Given data: Begin
Issue #7567, opened 2022-12-14
Teams limit: display a limit exceeded warning under usage stats


igorlesnenko:
AC: 

If the limit exceeded, usage stats should display a warning:

![image](https://user-images.githubusercontent.com/466991/203120053-94a49a05-b30c-4288-a0bf-e67167f33f95.png)

PR #7511, opened 2022-12-01
chore: Limit meeting history on timeline

Dschoordsch:
# Description

Fixes #7374
Show a locked message on the timeline for meetings older than 30 days of free tiers. If there are locked meetings from multiple free teams, only for the first one the CTA is shown. All locked meetings have a different icon and link to the upgrade page.

## Demo

[If possible, please include a screenshot or gif/video, it'll make it easier for reviewers to understand the scope of the changes and how the change is supposed to work. If you're introducing something new or changing the existing patterns, please share a Loom and explain what decisions you've made and under what circumstances]

## Testing scenarios

* check the timeline with meetings older than 30 days
* must include all 4 meeting types: check-in, retro, poker, stand-up
* [ ] meetings of free tier older than 30 days show a lock and Upgrade CTA
* [ ] clicking CTA links to upgrade page and sends segment event
* [ ] clicking CTA on the message does the same

## Final checklist

- [ ] I checked the [code review guidelines](../docs/codeReview.md)
- [ ] I have added [Metrics Representative](../docs/codeReview.md#metrics-representative) as reviewer(s) if my PR invovles metrics/data/analytics related changes
- [ ] I have performed a self-review of my code, the same way I'd do it for any other team member
- [ ] I have tested all cases I listed in the testing scenarios and I haven't found any issues or regressions
- [ ] Whenever I took a non-obvious choice I added a comment explaining why I did it this way
- [ ] I added the label `One Review Required` if the PR introduces only minor changes, does not contain any architectural changes or does not introduce any new patterns and I think one review is sufficient'
- [ ] PR title is human readable and could be used in changelog

PR #7587, opened 2022-12-16
feat(teams-limit): usage stats warning

nickoferrall:
Fix https://github.com/ParabolInc/parabol/issues/7567

### To test

- [ ] Add the teams-limit org feature flag to an org on the personal tier
- [ ] Change the TeamsLimit flags to 1 [here](https://github.com/ParabolInc/parabol/blob/4b133d2e6b5c616f2fba3397025bba5d34bb0720/packages/client/types/constEnums.ts#L490) so it's easier to test
- [ ] Create a meeting to exceed the limit
- [ ] Open "Usage Stats" in the profile menu (see screenshot below)
- [ ] See the warning message (see screenshot below)

usage

teams-limit


packages/client/components/InsightsDomainPanel.tsx
```diff
@@ -147,10 +198,24 @@ const InsightsDomainPanel = (props: Props) => {
...
+  const toBeLockedOrg = organizations.find((org) => org.scheduledLockAt)
   const isDesktop = useBreakpoint(Breakpoint.NEW_MEETING_SELECTOR)
+  const atmosphere = useAtmosphere()
+  const {history} = useRouter()
+
+  const handleClick = () => {
+    if (!toBeLockedOrg) return
+    const {id: orgId} = toBeLockedOrg
+    SendClientSegmentEventMutation(atmosphere, 'Upgrade CTA Clicked', {
+      upgradeCTALocation: 'usageStats',
```
nickoferrall, line 213: @tghanken just checking if this is how you'd like to record the event when a user clicks the "Upgrade" button?

tghanken: For tracking Meeting History (#7511), we started using `Upgrade Intent` rather than `Upgrade CTA Clicked` to track across more areas.

packages/client/components/InsightsDomainPanel.tsx
```diff
@@ -147,10 +198,24 @@ const InsightsDomainPanel = (props: Props) => {
...
+      orgId
+    })
```
tghanken, line 215: ~~+1 Can we tweak this to match the Meeting History (#7511) pattern?~~

```suggestion
    SendClientSegmentEventMutation(atmosphere, 'Upgrade Intent', {
      source: 'usageStats',
      upgradeTier: 'pro',
      orgId
    })
```

tghanken: Actually, upon further review I think it's better that we keep your `Upgrade CTA Clicked` event.  We already have logged some of these in production, and haven't registered any `Upgrade Intent` events yet, so it's probably cleaner to unify it under `Upgrade CTA Clicked`.

However, I would like to add in the `upgradeTier` parameter, as it'll help us as we expand our plan offerings in the future.

You've also done some nice work formalizing it under analytics.ts, thanks!  I'll put together a PR to migrate the events introduced by #7511 to match this pattern.

tghanken (changes requested):
-1 Can we add `upgradeTier` to the `Upgrade CTA Clicked` event?

packages/client/components/InsightsDomainPanel.tsx
nickoferrall: Sure thing - I've added `upgradeTier` 👍

tghanken (approved):

packages/client/components/InsightsDomainPanel.tsx
```diff
@@ -147,10 +198,24 @@ const InsightsDomainPanel = (props: Props) => {
     activeOrganizationCount,
     activeTeamCount,
     activeUserCount,
-    meetingCount
+    meetingCount,
+    organizations
   } = domain
-
+  const toBeLockedOrg = organizations.find((org) => org.scheduledLockAt)
```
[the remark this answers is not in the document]
igorlesnenko: > One domain could have several orgs that are locked. I guess we should show the first org and send them to the first org's billing page when they click Upgrade?

Can we iterate through orgs and show a warning with upgrade button for every org with `scheduledLockAt`? What do you think?

I also think @Dschoordsch found an additional issue [here]:(https://github.com/ParabolInc/parabol/pull/7563#issuecomment-1355573783) 

Looks like we fetch all the organizations for the domain, even if the user does not a member of the org. 

Should we fix it here or create a separate issue?

igorlesnenko (changes requested):

nickoferrall:
@igorlesnenko thanks for sharing that comment: https://github.com/ParabolInc/parabol/pull/7563#issuecomment-1355573783.

It looks like the Insights Nudge is doing a very similar thing to this Teams Limit warning. Ideally, we'd use one or the other, but as Teams Limit is still an experiment, I think we should accommodate both.

Perhaps in the new year, we find out how often Inisghts Nudge is being used? If it's not being used often, which is what I suspect, then we could replace it with the teams limit warning. That would hopefully simplify the logic and could resolve [this issue](https://github.com/ParabolInc/parabol/pull/7601#pullrequestreview-1226348606) too.

> Can we iterate through orgs and show a warning with upgrade button for every org with scheduledLockAt?

I think we should just show one CTA button. It would look confusing to have several CTAs (also, I imagine there aren't many domains that have 2+ orgs that have exceeded the limit). It looks like Matt was thinking the same thing when he wrote `InsightsNudge` as he grabbed the biggest org rather than showing many orgs ([see here](https://github.com/ParabolInc/parabol/blob/13462ed9ec92f97258eb2f12c368750718f78f38/packages/client/components/InsightsDomainNudge.tsx#L91)).

> Looks like we fetch all the organizations for the domain, even if the user does not a member of the org.

It looks like this is intentional. @Dschoordsch is a super user so all orgs were returned [here](https://github.com/ParabolInc/parabol/blob/13462ed9ec92f97258eb2f12c368750718f78f38/packages/server/graphql/public/types/Company.ts#L246). 

I've added a `viewerOrganizations` field to `Company` so that even super users only see the orgs the viewer belongs to.

Dschoordsch (approved):
Looks good and works. I had to refresh though because it seems there is no subscription update for `checkTeamsLimit`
Given data: End
## [What is needed]
Everything from the line with "- [ ] I checked" through the line with "PR #7587, opened 2022-12-16" in the listing above must be retyped exactly, with nothing added.

## [Result for this exercise]
- [ ] I checked the [code review guidelines](../docs/codeReview.md)
- [ ] I have added [Metrics Representative](../docs/codeReview.md#metrics-representative) as reviewer(s) if my PR invovles metrics/data/analytics related changes
- [ ] I have performed a self-review of my code, the same way I'd do it for any other team member
- [ ] I have tested all cases I listed in the testing scenarios and I haven't found any issues or regressions
- [ ] Whenever I took a non-obvious choice I added a comment explaining why I did it this way
- [ ] I added the label `One Review Required` if the PR introduces only minor changes, does not contain any architectural changes or does not introduce any new patterns and I think one review is sufficient'
- [ ] PR title is human readable and could be used in changelog

PR #7587, opened 2022-12-16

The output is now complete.